シンカー:マーケットは、日銀の金融緩和の出口への警戒感により、円高や株安が進行してきた。しかし、因果関係は逆で、マーケットが警戒すればするほど、2%の物価目標の達成は困難となるため、日銀の金融緩和の出口は遅れることになる。長期金利の誘導目標の引き上げで、副作用が懸念されるフラットするぎるイールドカーブを修正するのは2019年半ばになるだろう。その必要条件は、明確な賃金上昇などを背景にコアコア消費者物価指数が1%程度上昇し、展望レポートでの物価のリスク判断が「下振れリスクの方が大きい」という下方から中立化され、そして円安の動きが再開することであると考える。一方、需要拡大が財の価格を押し上げる形は製造業で続くと考えられるが、足元の円高によりその動きが一時的に抑制される可能性もある。
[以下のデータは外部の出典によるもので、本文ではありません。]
Issue #977, opened 2017-01-12
Require blt validate:phpcbf


jayakrishnanj:
Its not a bug, requesting an enhancement.

Now we have blt validate:phpcs for validating, which we can use locally to validate the Code. Similarly if we have blt validate:phpcbf to fix the CS issue, it would help us all.

grasmash:
Yeah I agree, I've wanted to create this feature for some time.

dooleymatt:
@grasmash, @jayakrishnanj I'd be happy to take this on if you'd like.

grasmash:
@dooleymatt Yes please!

TravisCarden:
I, too, would like to see this command. @dooleymatt, I merely request that 1) it doesn't go under `validate` because it's not merely a validator--it's a fixer. And 2) for the same reason, it doesn't run automatically. Some of us would riot in the streets if our pre-commit hook one day started changing our code without asking. :)

dooleymatt:
@TravisCarden sounds good. Thanks for the input. 

I've been struggling to figure out which files should be fixed with this function. So far, my thinking has been that the most common use of this function is probably going to be to fix files that are flagged with PHPCS violations in the pre-commit hook. Which, to me means that the files that are fixed should probably default to the files that are staged for commit. I agree that it shouldn't run automatically, however, I feel like there should either be an interactive prompt to the user asking if they want to automatically fix violations when they are found, or a message that just says run `blt phpcbf` to fix the violations. 

Additionally, I think that there should be PHPCBF tasks that would mirror the PHPCS tasks. So, one that would fix all custom code (with the same filters as are used in the PHPCS task), one that would fix a specific fileset, and one that would fix a single file. But, I feel like the default behavior should be to only fix staged files. 

@TravisCarden, @grasmash, @jayakrishnanj do you guys agree, or do you have any other thoughts on this?

TravisCarden:
In the spirit of the Unix philosophy, I would argue for the primary use case being to run on an arbitrary list of files and directories provided by command line argument. That way it has the most generic interface possible, which supports both developer use and piping out-of-the-box. From there it would be easy to write integrations that, for example, pipe in a list of uncommitted files on a given hook. If you wanted to, you could default the scope if no arguments are provided, and cover more or less all your bases.

dooleymatt:
> you could default the scope if no arguments are provided

@TravisCarden I think I agree completely, but, could you explain what you mean by this? Are you saying that the files argument should default to the list of staged files?

[...]

PR #1019, opened 2017-01-28
Feature/blt phpcbf

dooleymatt:
Fixes # 977.

Changes proposed:
- Adds `fix:phpcbf` target to automatically fix violations found by phpcs.

### DIFF
--- a/tests/phpunit/BltProject/FixTest.php
+++ b/tests/phpunit/BltProject/FixTest.php
@@ -10,14 +10,67 @@ use Acquia\Blt\Tests\BltProjectTestBase;
  * Verifies that fix related tasks work as expected.
  */
 class FixTasksTest extends BltProjectTestBase {
-  
+
+  private $return_var;
+  private $output = [];
+
+  /**
+   * Tests for existence of phpcbf script.
+   */
+  public function testFixPhpcbfExists() {
+    $this->executePhpcbfFileListScript();
+    $this->assertNotContains("PHP Code Beautifier was not found in this project's bin directory. Please run composer install.", $this->output);
+    $this->assertEquals(1, $this->return_var);
+  }
+
+  /**
+   * Tests the handling of a missing file parameter.
+   */
   public function testFixPhpcbfExitsWhenMissingArguments() {
+    $this->executePhpcbfFileListScript();
+    $this->assertContains("Missing file list parameter.", $this->output);
+    $this->assertEquals(1, $this->return_var);
+  }
+
+  /**
+   * Tests that a file list is generated.
+   */
+  public function testFixPhpcbfWithArguments() {
+    $report = $this->createTestReport();
+    $this->executePhpcbfFileListScript($report);
+    $this->assertNotContains("Missing file list parameter.", $this->output);
+    $this->assertContains("Files that can be fixed by PHPCBF:", $this->output);
+    $this->assertContains("{$this->drupalRoot}/foo.php", $this->output);
+    $this->assertEquals(0, $this->return_var);
+  }
+
+  /**
+   * Helper method that xecutes the phpcbf-file-list.sh script.
+   *
+   * @param string $file
+   *  The full path to the file to be processed.
+   */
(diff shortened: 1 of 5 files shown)


dooleymatt:
@grasmash this is ready to be reviewed. What action should I take to indicate that?

grasmash:
@dooleymatt Please add a test for this feature. Ideally, you should have a tests that asserts both positive and negative cases.

dooleymatt:
Thanks @grasmash. I took a look at the existing tests to see how to write one for this, but I'm not really sure what I should I be testing.  It seems like most of the existing tests check for files that have been added, removed, or changed, but I'm not sure what similar tests could be performed for this new task. I am hoping either you or @TravisCarden could offer some direction. Thanks!

TravisCarden:
I'd be happy to chat about it, @dooleymatt.

dooleymatt:
@grasmash Test has been added.

tests/phpunit/BltProject/FixTest.php
```diff
@@ -0,0 +1,73 @@
...
+  /**
+   * Helper method to create a temp file, formatted as a phpcs csv report.
+   */
+  protected function createTestReport() {
+    $tmp_file = tempnam(sys_get_temp_dir(), '');
+    if (!$tmp_file) {
+      throw new \Exception("Unable to create temporary file.");
+    }
+    $file_contents = "\"{$this->projectDirectory}/docroot/foo.php\",1,1,error,\"Line indented incorrectly; expected 2 spaces, found 4\",Drupal.WhiteSpace.ScopeIndent.IncorrectExact,5,1";
+    $command = "echo '$file_contents' > {$tmp_file}";
```
TravisCarden: @dooleymatt [`file_put_contents()`](http://php.net/manual/en/function.file-put-contents.php) would be simpler, since we're writing PHP. (I realize I put you on the wrong scent by using the word "echo".)

tests/phpunit/BltProject/FixTest.php
```diff
@@ -0,0 +1,73 @@
...
+    $report = $this->createTestReport();
+    $this->executePhpcbfFileListScript($report);
+    $this->assertNotContains("Missing file list parameter.", $this->output);
+    $this->assertContains("Files that can be fixed by PHPCBF:", $this->output);
+    $this->assertContains("{$this->drupalRoot}/foo.php", $this->output);
+    $this->assertEquals(0, $this->returnVar);
+  }
+
+  /**
+   * Helper method that xecutes the phpcbf-file-list.sh script.
```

リスクシナリオとして、ドル・円が100円を下回る水準で定着すれば、インフレ期待の縮小への対処として、若田部副総裁や片岡審議委員が指摘するように追加金融緩和の可能性が浮上することになろう。その手段は、マーケットが警戒してきたのが緩和の時間軸の短縮であることを考慮すれば、副作用が大きくなるリスクがある金利引き下げより、一定期間は金利引き上げ方向の政策変更はしないことを明確にコミットする時間軸の強化になるかもしれない。

SG証券・会田氏の分析
(画像=PIXTA)

2月のコア消費者物価指数(除く生鮮食品)は前年同月比+1.0%と、1月の同+0.9%から上昇幅が拡大した。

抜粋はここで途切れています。